In [None]:
# install required packages
%pip install \
    transformers \
    datasets \
    evaluate \
    rouge_score\
    loralib \
    bitsandbytes \
    peft --quiet

In [None]:
# import necessary libraries
import time
import torch
from datasets import load_dataset
from transformers import AutoTokenizer, AutoModelForCausalLM, TrainingArguments, BitsAndBytesConfig, Trainer, DataCollatorForSeq2Seq, AutoConfig
import evaluate
import bitsandbytes as bnb
from peft import LoraConfig, get_peft_model, TaskType, prepare_model_for_kbit_training, PeftModel

import pandas as pd
from getpass import getpass
from tqdm.notebook import tqdm

from datasets import Dataset


In [None]:
# Login to Hugging Face
hf_token = getpass("Hugging Face: ")
!huggingface-cli login --token $hf_token

## 📘 Dataset Reference

**Title:** [Enhancing English-Persian Neural Machine Translation with a Large-Scale Parallel Dataset and Relative Position Representations](https://ieeexplore.ieee.org/abstract/document/10967409)  
**Authors:** Alireza Kamyab, Negar Baghaei Nejad, [Alireza Akhavanpour](https://class.vision/teacher/%D8%B9%D9%84%DB%8C%D8%B1%D8%B6%D8%A7-%D8%A7%D8%AE%D9%88%D8%A7%D9%86-%D9%BE%D9%88%D8%B1/)  
**Affiliation:** [Shenasa AI](https://shenasa.ai), Tehran, Iran  
**Dataset on HuggingFace:** [shenasa/English-Persian-Parallel-Dataset](https://huggingface.co/datasets/shenasa/English-Persian-Parallel-Dataset)


In [None]:
# Load the English-Persian parallel dataset from Hugging Face
huggingface_dataset_name = "shenasa/English-Persian-Parallel-Dataset"
dataset = load_dataset(huggingface_dataset_name)
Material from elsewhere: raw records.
PR #487, opened 2025-06-01
Fix mmap() conditions

nabijaczleweli:
Get the file size from seeking to the end (canonical, equivalent to File::stream_len()) instead of fstat(); this is more real and unseekable files are unmappable (conversely, in the vast majority of cases, seekable files are mappable)

Always try to map (size permitting) instead of only mapping S_IFREGs and fall back to reading on failure (instead of hard-erroring). This means we can map devices and correctly fall back if the mapping failed for any number of inocuous reasons (mapping too big, too many mappings, whatever)

This also ends up faster (lseek()+mmap() instead of statx()+statx()+mmap())

Modelled after https://git.sr.ht/~nabijaczleweli/voreutils/commit/e4621ad93ae69d28c032932ad617c026790c0a40

### DIFF
--- a/src/io.rs
+++ b/src/io.rs
@@ -1,5 +1,8 @@
 //! Helper functions for efficient IO.
 
+#[cfg(feature = "mmap")]
+use std::io::Seek;
+
 #[cfg(feature = "std")]
 pub(crate) fn copy_wide(
     mut reader: impl std::io::Read,
@@ -21,9 +24,7 @@ pub(crate) fn copy_wide(
     }
 }
 
-// Mmap a file, if it looks like a good idea. Return None in cases where we know mmap will fail, or
-// if the file is short enough that mmapping isn't worth it. However, if we do try to mmap and it
-// fails, return the error.
+// Mmap a file, if it looks like a good idea. Return None if we can't or don't want to.
 //
 // SAFETY: Mmaps are fundamentally unsafe, because you can call invariant-checking functions like
 // str::from_utf8 on them and then have them change out from under you. Letting a safe caller get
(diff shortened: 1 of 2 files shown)


oconnor663:
Could you give me an example of something that gets mmap'ed now that wasn't getting mmap'ed before? Is there something under `/proc` on Linux?

The original `memmap` (not `memmap2`) had what was arguably a bug, where it could map files that were larger than `isize::MAX`, which is in fact UB in Rust. I'm pretty sure `memmap2` errors in that case, but if we're supplying the length explicitly I want to double check that we're still on a codepath that checks that for us.

oconnor663:
In fact I think `memmap2` is _not_ checking that `isize::MAX` limit for us if we set `len` explicitly: https://github.com/RazrFalcon/memmap2-rs/blob/91bc53aa13605c9538b94564d1c02cce424ad9c0/src/lib.rs#L241-L281. I'm a little bit surprised by that, and I'm considering filing it as a bug.

nabijaczleweli:
The main driver for this is devices; `b3sum /dev/rbd3` works now.

Why would it check that? This is a valid map:
```
lseek(3, 0, SEEK_END)                   = 2247483658
mmap(NULL, 2247483658, PROT_READ, MAP_SHARED, 3, 0) = 0x71449000
```
(this is 2^31+100000010).

It's not possible to make a file bigger than 2^63-1 (but even if it weren't, the map would just fail as usual when you give it a length that's too big).

nabijaczleweli:
CI failure appears unrelated

nabijaczleweli:
https://github.com/RazrFalcon/memmap2-rs/pull/145 merged

nabijaczleweli:
...and now rebuilding this picks up memmap2 0.9.7 which has the check implemented

oconnor663:
Apologies for the long delay here. I'm finally coming back to this question, and here's the approach I'm considering: https://github.com/BLAKE3-team/BLAKE3/pull/568. Let me know if you have any comments on that?

nabijaczleweli:
That doesn't fix reading devices.

oconnor663:
Oops, now I actually understand the problem. Here's another approach: https://github.com/BLAKE3-team/BLAKE3/pull/570. This might be trying to be "too clever" with the end-16383 seek, but I think it can save us a rewind syscall in the common case of hashing a short file.

nabijaczleweli:
Delicious, wfm :)

oconnor663:
Landed https://github.com/BLAKE3-team/BLAKE3/pull/570. Thanks for your help!

oconnor663:
Released as https://github.com/BLAKE3-team/BLAKE3/releases/tag/1.8.6.

PR #497, opened 2025-07-16
Mark blake3_hash_neon as static

nikic:
This is an implementation detail, which should not be exported.

This avoids unnecessary symbol conflicts with vendored copies of blake3.


BurningEnlightenment:
how do you handle the other symbol conflicts like those caused by the assembly implementations?

nikic:
> how do you handle the other symbol conflicts like those caused by the assembly implementations?

By prefixing the symbols: https://github.com/llvm/llvm-project/blob/main/llvm/lib/Support/BLAKE3/llvm_blake3_prefix.h

We could prefix this one as well, but making it static seems cleaner...

PR #506, opened 2025-08-09
bump constant_time_eq version to 0.4.2

silverstillisntgold:
Simple change to take advantage of the internal [improvements](https://github.com/cesarb/constant_time_eq/blob/0.4.2/CHANGES#L48) made to the constant_time_eq dependency.

### DIFF
--- a/Cargo.toml
+++ b/Cargo.toml
@@ -29,7 +29,9 @@ wasm32_simd = []
 # enabled by default. (Previously this also controlled runtime CPU feature
 # detection on x86, but now we use the no-std-compatible `cpufeatures` crate
 # for that.)
-std = []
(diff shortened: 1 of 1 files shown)


silverstillisntgold:
Checks currently fail on MSRV support, so this will have to be delayed until blake3 moves to the 2024 edition of rust (version 1.85).

oconnor663:
Yes I've been delaying bumping `constant_time_eq` for that reason. If there was a concrete benefit to some BLAKE3 benchmark, then I wouldn't wait this long, but I assume it's more of a "nice to have" bump that won't be showing up in the profiles of anyone doing a lot of hashing.

oconnor663:
I think it's time to take this. Thanks for pointing out the `std` feature!

PR #519, opened 2025-09-16
CMakeLists.txt: include CXX in project languages only when using TBB

stefan-sedlak:
Avoids unnecessarily enabling the C++ toolchain when TBB support is disabled.


stefan-sedlak:
Hi @BurningEnlightenment , could you please merge it? Or shall I improve something?

PR #520, opened 2025-09-20
chore: Set `rust-version` field for `blake3` and `b3sum`

sorairolake:
The `rust-version` field defines the MSRV of the crate. I think this is especially useful for library crates.

### DIFF
--- a/Cargo.toml
+++ b/Cargo.toml
@@ -8,6 +8,7 @@ license = "CC0-1.0 OR Apache-2.0 OR Apache-2.0 WITH LLVM-exception"
 documentation = "https://docs.rs/blake3"
 readme = "README.md"
 edition = "2021"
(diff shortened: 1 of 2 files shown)


oconnor663:
My habit has been not to set this when it's just a maximum of the MSRV of dependencies (as opposed to some recent language/stdlib feature that this crate is using itself). It seems like it tends to become stale over time as dependencies publish new versions. Is there a "community consensus" about how to manage this?

sorairolake:
> My habit has been not to set this when it's just a maximum of the MSRV of dependencies (as opposed to some recent language/stdlib feature that this crate is using itself).

OK. I close this pull request.

> Is there a "community consensus" about how to manage this?

To my knowledge, there is no such community consensus.

PR #521, opened 2025-09-29
add explicit unsafe blocks to more unsafe functions

oconnor663:
These blocks silence warnings that we'll see when we eventually turn on the 2024 edition. I used Claude to make these changes.

I'm putting up this PR to test automated Codex reviews. First time...


oconnor663:
@codex if you had to nitpick something what would it be?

dataset = dataset['train']

In [None]:
# Rename columns to 'src_lang' and 'tgt_lang'
source_lang_col = 'src_lang'
target_lang_col = 'tgt_lang'

df_train = dataset.to_pandas()
df_train.columns = ['src_lang', 'tgt_lang']

dataset = Dataset.from_pandas(df_train)


In [None]:
# Filter out rows with non-string values in the source or target language columns
dataset = dataset.filter(lambda x: isinstance(x[target_lang_col], str))
dataset = dataset.filter(lambda x: isinstance(x[source_lang_col], str))


In [None]:
# Display some examples from the dataset
source_lang_col = dataset.column_names[0]
target_lang_col = dataset.column_names[1]
for i in range(0,100,20):
    print(f"Source: {dataset[i][source_lang_col]}")
    print(f"Target: {dataset[i][target_lang_col]}")
    print("-" * 50)

In [None]:
# Load the pre-trained model and tokenizer
model_name = "google/gemma-2-9b-it"

bnbConfig = BitsAndBytesConfig(
    load_in_4bit = True,
    bnb_4bit_quant_type="nf4",
    bnb_4bit_compute_dtype=torch.bfloat16,
)

tokenizer = AutoTokenizer.from_pretrained(model_name)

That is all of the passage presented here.